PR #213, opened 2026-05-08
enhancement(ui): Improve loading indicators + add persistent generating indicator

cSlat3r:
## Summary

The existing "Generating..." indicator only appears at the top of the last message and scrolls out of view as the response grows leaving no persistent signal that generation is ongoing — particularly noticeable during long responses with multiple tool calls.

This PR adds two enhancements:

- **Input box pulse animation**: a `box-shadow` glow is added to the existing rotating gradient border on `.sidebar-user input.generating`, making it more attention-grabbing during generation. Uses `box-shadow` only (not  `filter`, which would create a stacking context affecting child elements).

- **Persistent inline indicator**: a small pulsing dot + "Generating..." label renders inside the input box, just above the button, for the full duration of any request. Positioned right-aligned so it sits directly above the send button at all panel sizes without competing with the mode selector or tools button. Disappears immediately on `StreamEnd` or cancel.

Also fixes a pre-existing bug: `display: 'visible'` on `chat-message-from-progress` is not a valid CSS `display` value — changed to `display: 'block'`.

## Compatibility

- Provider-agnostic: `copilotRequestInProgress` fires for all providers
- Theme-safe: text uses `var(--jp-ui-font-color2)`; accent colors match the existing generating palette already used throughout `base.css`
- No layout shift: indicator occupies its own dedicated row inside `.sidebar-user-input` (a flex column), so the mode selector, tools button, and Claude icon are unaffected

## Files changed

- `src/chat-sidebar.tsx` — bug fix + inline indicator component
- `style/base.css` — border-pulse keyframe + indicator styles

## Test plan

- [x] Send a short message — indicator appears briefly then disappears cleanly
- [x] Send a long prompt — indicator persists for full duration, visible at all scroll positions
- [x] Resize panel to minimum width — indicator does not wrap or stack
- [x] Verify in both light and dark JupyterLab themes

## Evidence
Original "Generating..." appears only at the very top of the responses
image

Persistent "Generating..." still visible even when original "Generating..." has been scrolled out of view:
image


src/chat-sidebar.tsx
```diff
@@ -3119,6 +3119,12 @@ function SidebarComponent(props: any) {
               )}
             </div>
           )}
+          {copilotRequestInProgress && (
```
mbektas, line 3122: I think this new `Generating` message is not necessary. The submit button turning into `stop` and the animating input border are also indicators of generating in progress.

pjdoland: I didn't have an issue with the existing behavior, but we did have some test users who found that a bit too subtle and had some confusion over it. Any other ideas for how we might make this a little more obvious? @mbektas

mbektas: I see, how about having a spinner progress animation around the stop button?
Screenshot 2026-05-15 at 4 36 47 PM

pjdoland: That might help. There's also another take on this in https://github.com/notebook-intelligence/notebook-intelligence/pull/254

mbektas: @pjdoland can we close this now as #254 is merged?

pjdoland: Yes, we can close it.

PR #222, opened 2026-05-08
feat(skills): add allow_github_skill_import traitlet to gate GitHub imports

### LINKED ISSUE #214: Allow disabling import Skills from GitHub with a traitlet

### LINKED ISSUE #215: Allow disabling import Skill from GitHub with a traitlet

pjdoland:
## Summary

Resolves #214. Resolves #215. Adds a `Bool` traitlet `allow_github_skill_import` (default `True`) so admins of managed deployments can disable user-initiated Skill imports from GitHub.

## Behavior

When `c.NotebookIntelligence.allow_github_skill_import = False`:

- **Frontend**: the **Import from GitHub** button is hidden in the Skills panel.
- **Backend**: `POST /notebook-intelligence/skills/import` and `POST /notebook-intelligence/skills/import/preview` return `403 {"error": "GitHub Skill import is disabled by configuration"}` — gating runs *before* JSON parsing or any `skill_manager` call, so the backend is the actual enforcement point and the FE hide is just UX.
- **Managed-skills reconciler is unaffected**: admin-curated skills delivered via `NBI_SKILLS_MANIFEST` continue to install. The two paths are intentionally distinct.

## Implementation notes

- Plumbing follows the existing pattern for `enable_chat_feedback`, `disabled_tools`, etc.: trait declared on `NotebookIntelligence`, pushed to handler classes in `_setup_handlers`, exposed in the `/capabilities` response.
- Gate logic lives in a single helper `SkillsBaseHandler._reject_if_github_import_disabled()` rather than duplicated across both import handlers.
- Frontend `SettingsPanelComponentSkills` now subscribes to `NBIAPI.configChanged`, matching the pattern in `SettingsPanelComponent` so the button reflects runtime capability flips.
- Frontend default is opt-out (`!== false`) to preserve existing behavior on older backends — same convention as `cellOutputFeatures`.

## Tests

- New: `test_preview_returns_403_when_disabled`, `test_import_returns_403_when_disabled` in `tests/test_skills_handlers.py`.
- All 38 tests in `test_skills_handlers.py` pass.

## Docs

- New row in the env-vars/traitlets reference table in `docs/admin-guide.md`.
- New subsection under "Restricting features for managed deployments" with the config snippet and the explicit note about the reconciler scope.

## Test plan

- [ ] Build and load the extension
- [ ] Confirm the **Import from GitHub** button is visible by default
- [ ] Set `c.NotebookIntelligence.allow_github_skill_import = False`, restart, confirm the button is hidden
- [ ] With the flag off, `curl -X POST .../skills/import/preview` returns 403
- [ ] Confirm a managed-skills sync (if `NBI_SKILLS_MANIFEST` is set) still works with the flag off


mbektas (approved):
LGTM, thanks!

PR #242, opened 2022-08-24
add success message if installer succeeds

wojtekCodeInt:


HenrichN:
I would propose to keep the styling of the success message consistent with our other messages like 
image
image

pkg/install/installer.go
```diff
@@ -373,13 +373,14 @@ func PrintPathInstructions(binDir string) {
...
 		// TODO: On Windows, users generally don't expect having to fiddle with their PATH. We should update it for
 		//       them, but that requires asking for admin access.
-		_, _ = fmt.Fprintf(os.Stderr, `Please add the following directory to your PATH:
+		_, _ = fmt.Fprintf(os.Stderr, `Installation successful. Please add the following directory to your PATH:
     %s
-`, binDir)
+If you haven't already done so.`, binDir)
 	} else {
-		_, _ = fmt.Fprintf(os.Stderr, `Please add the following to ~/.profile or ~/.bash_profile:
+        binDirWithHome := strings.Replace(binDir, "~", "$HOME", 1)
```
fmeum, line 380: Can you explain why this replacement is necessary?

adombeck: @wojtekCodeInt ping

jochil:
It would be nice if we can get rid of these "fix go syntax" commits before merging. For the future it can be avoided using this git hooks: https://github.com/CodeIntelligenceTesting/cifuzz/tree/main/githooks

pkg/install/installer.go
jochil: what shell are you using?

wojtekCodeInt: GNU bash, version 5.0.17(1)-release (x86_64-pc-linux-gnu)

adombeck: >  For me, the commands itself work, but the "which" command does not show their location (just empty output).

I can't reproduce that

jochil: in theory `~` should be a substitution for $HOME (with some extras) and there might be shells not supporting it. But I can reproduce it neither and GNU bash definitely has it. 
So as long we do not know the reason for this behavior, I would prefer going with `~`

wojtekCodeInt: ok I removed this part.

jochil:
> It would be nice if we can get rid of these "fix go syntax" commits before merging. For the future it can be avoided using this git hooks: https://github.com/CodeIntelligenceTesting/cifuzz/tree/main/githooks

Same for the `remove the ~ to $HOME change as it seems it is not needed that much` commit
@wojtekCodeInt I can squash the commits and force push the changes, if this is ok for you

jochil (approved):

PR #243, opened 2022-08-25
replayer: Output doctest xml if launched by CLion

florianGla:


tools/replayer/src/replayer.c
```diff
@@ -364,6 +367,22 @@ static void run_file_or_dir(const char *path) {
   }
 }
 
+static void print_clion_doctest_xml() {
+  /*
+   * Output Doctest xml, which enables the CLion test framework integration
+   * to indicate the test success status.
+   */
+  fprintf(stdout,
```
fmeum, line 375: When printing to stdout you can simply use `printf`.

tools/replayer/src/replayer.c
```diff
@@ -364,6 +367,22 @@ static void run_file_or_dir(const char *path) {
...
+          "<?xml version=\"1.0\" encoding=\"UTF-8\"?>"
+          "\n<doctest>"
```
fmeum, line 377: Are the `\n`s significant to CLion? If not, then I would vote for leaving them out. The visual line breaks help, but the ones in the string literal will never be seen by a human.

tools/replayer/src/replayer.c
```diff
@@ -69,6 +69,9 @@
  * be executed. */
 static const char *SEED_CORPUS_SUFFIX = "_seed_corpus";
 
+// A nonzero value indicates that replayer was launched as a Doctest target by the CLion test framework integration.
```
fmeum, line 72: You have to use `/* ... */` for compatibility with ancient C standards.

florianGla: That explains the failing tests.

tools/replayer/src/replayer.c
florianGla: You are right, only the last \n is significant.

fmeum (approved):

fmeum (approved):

--------------------------------

#### [EXERCISE PROMPT]
Among the lines of the data above, find those with the word "florianGla" and show them.

#### [ANSWER SPACE]
florianGla:
florianGla: That explains the failing tests.
florianGla: You are right, only the last \n is significant.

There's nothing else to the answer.